Create a view to the table. (new)

  1. Name of the view to be stored in the database.
  2. Typically, this is the name with spaces added.
  3. Old view name which is required if you want to rename the view.
  4. A full description of the view.
  5. You can optionally specify the column names, but most DBMS can infer them from the select statement. - Not supported
  6. The contents of the view.
<function name="1" 
         [oldname="2"]
         [fullname="3"] 
         [desc="4"] 
         [arguments="5"] 
         [returns="6"] 
         [language="7"] 
         [dbms="8"] 
         [volatile="9"]>
    (10)
</function>

You can specify the body of a stored procedure or function.
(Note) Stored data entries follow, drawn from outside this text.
PR #2070, opened 2023-04-11
Add runtime perf stats for troubleshooting perf problems

eundersander:
## Motivation and Context

`Simulator.get_runtime_perf_stat_names` and `get_runtime_perf_stat_values` together are a flexible way to report a large number of arbitrary named scalars to Python. For now, I focus on some physics counts and Drawable counts.

I opted for separate `get...names` and `get...values` so that we can just call `get...values` on every env step and avoid the cost of creating/passing strings every step.

## How Has This Been Tested

Unit test added to SimTest.cpp

## Types of changes

## Checklist

### DIFF
--- a/src/esp/assets/ResourceManager.cpp
+++ b/src/esp/assets/ResourceManager.cpp
@@ -2910,6 +2910,12 @@ void ResourceManager::createDrawable(Mn::GL::Mesh* mesh,
                              : nullptr);  // pbr image based lighting
       break;
   }
+
+  drawableCountAndNumFaces_.first += 1;
+  if (mesh) {
+    drawableCountAndNumFaces_.second += mesh->count() / 3;
+  }
+
 }  // ResourceManager::createDrawable
 
 void ResourceManager::initDefaultLightSetups() {
--- a/src/esp/assets/ResourceManager.h
+++ b/src/esp/assets/ResourceManager.h
@@ -727,6 +727,19 @@ class ResourceManager {
       const std::shared_ptr<metadata::attributes::StageAttributes>&
           stageAttributes);
 
+  /**
+   * @brief Get the count of Drawables and the total face count across all
+   * Drawables in the scene. This is helpful for troubleshooting runtime perf.
+   * See also resetDrawableCountAndNumFaces.
+   */
+  auto getDrawableCountAndNumFaces() { return drawableCountAndNumFaces_; }
+
+  /**
+   * @brief Reset this count and this number. See also
+   * getDrawableCountAndNumFaces.
+   */
+  void resetDrawableCountAndNumFaces() { drawableCountAndNumFaces_ = {0, 0}; }
+
  private:
   /**
    * @brief Load the requested mesh info into @ref meshInfo corresponding to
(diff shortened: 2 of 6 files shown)


src/esp/sim/Simulator.cpp
```diff
@@ -1339,5 +1343,32 @@ int Simulator::getAgentObservationSpaces(
   }
   return spaces.size();
 }
+
+std::vector<std::string> Simulator::getRuntimePerfStatNames() {
+  return {"num rigid",           "num active rigid",    "num artic",
+          "num active overlaps", "num active contacts", "draw count",
+          "draw faces"};
```
0mdc, line 1350: Nit: I would use `drawable` instead of the shortened `draw` to ensure that this doesn't get misinterpreted.

0mdc (approved):
LGTM!

src/esp/assets/ResourceManager.cpp
```diff
@@ -2910,6 +2910,12 @@ void ResourceManager::createDrawable(Mn::GL::Mesh* mesh,
                              : nullptr);  // pbr image based lighting
       break;
   }
+
+  drawableCountAndNumFaces_.first += 1;
+  if (mesh) {
+    drawableCountAndNumFaces_.second += mesh->count() / 3;
```
mosra, line 2916: Best would be to query this on the `Trade::MeshData` instance before a `GL::Mesh` is made out of it (it's available at the point `createDrawable()` is called, as far as I see), there you get both index and vertex count, total data size etc.

For robust calculation of primitive count that does the right thing for triangle strips/fans as well there's [MeshTools::primitiveCount()](https://doc.magnum.graphics/magnum/namespaceMagnum_1_1MeshTools.html#a746d76c4b365565d5f796d2ca74dc8bc) (meant to be called with `meshData.primitive()`, not the GL mesh primitive).

src/tests/SimTest.cpp
```diff
@@ -173,6 +175,7 @@ SimTest::SimTest() {
             &SimTest::addObjectByHandle,
             &SimTest::addSensorToObject}, Cr::Containers::arraySize(SimulatorBuilder) );
   addTests({&SimTest::createMagnumRenderingOff});
+  addTests({&SimTest::getRuntimePerfStats});
```
jturner65, line 178: Probably want to add this test to the list with createMagnumRenderingOff.

src/esp/assets/ResourceManager.h
```diff
@@ -1196,6 +1209,7 @@ class ResourceManager {
    * @brief The mesh data for loaded assets.
    */
   std::map<int, std::shared_ptr<BaseMesh>> meshes_;
+  std::pair<int, int> drawableCountAndNumFaces_{0, 0};
```
Skylion007, line 1212: Should we use Corrade Pair here?

mosra: StringView for that list of strings might make sense too, if they will always be static.

But neither seems too perf-critical to me, so I don't mind either way.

  1. Name of the function or procedure to be stored in the database.
  2. If you rename the function you must place the old name here. - Not supported
  3. Typically, this is the name with spaces added.
  4. A full description of the function.
  5. Comma separeted list of arguments. If no arguments, void is assumed.
  6. If returns is not there or empty it's considered a procedure.
  7. Language is assumed "SQL" or "PL/SQL" if not specified.
  8. Because the code is likely to change depending on the database system used you could specify the same function multiple times, one for each type of DBMS. If not ther all dbms systems are assumed.
  9. Can be "yes", "no", or "stable". This is an execution hint for PostgreSQL. - Not supported
  10. The contents of the function or procedure.

Advantages

Storing the schema in this form has some advantages:

  1. All the information about a table is stored together in one place. Finding linked tables, sequence tables etc. should be simplified.
  2. Being text it can easily be stored in a VCS Repository, like Subversion or CVS.
  3. Also because it is text you can compare differences between older and newer versions. In fact this is one of the main goals of this project.
  4. Since the description of the schema is abstract, it isn't tied to a specific database.
  5. Documentation can easily be generated from the XML schema.
  6. A pretty schema diagram can be drawn from the XML see Dia and Dot (note, this functionality hasn't been implemented yet).
  7. A history of changes made to the table (by whom, when and why) can all be contained in the repository. Normally, metadata changes made to a database never stored anywhere.
  8. Migration scripts can be stored in the meta-data for certain changes that require the data to be modified. For example, if a column is split into two columns the procedure to make this modification can be stored into the repository (not implemented yet).
  9. Destructive changes can have backed ups made as part of its process. For example, if a column is to be deleted that column along with its primary key(s) can be stored into a file. This way if they do undo the changes they can do so without needing to go to a full backup. (to do)
  10. Additional useful information can be stored in the XML. Columns can be flagged as deprecated or obsolete, for example.
  11. Scripts can be generated to automatically check that the data fits the domain. For example, that status is 1, 2, 3, or 4 or that telephone numbers are in the format (999) 9999-99999. (to do)
  12. Code can use the XML to it's own purposes. One example is to write code that figures out the best joins to use between two tables. Another example is to change a status code (ex. 1, 2, or 3) into an enumeration (ex. READY, PROCESSING, DONE).

To do

Here are the major directions I see XML to DDL going:

Similar Work

I've been pointed to another project which looks similar calle ERW A quick look shows that it tries to work at a higher level than my XML does (i.e. more abstract). It also generates code for PHP and produces nicer documentation.

Written in the Perl programming language is SQL Fairy. It seems to do a lot of what I'm doing but is even larger in scope.